▸ TASK BRIEF
All of the entries need to be copied character for character.

▸ THE RECORDS
PR #1796, opened 2021-05-27
Hotfix: suggestedValueNotApplied for 2.21.1

dk1844:
#1789 backport to 2.21.1

## Test-run
My own naive UI testing worked:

▸ RESULT OF THIS EXERCISE
PR #1796, opened 2021-05-27
Hotfix: suggestedValueNotApplied for 2.21.1

dk1844:
#1789 backport to 2.21.1

## Test-run
My own naive UI testing worked:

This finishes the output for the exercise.